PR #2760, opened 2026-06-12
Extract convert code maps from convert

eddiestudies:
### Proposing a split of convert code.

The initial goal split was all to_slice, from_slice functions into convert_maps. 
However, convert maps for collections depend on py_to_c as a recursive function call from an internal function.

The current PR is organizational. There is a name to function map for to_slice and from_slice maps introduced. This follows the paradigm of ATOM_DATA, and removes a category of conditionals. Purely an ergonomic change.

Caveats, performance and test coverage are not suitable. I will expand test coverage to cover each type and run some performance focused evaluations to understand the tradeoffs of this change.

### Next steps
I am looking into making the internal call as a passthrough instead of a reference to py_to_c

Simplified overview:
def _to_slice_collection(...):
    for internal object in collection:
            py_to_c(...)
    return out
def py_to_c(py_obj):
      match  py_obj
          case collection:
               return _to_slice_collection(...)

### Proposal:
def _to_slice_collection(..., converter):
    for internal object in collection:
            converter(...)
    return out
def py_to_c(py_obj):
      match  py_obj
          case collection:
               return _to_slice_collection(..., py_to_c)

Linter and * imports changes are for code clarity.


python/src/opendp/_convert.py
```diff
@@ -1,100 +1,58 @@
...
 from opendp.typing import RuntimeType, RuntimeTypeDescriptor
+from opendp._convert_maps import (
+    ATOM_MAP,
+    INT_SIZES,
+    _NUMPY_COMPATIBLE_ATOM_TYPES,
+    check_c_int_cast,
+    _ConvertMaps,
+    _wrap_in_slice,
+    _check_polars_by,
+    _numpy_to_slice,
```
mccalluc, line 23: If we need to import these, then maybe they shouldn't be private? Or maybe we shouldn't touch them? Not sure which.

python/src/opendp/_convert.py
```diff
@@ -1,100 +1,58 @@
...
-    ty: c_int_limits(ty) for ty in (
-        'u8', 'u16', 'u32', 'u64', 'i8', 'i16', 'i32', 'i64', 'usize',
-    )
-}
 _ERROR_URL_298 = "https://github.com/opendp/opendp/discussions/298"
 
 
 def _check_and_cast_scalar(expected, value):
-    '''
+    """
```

**EXERCISE PROMPT:** Copy all lines of the records that have the string "internal" in them.

**TASK RESPONSE:**
However, convert maps for collections depend on py_to_c as a recursive function call from an internal function.
I am looking into making the internal call as a passthrough instead of a reference to py_to_c
    for internal object in collection:
    for internal object in collection:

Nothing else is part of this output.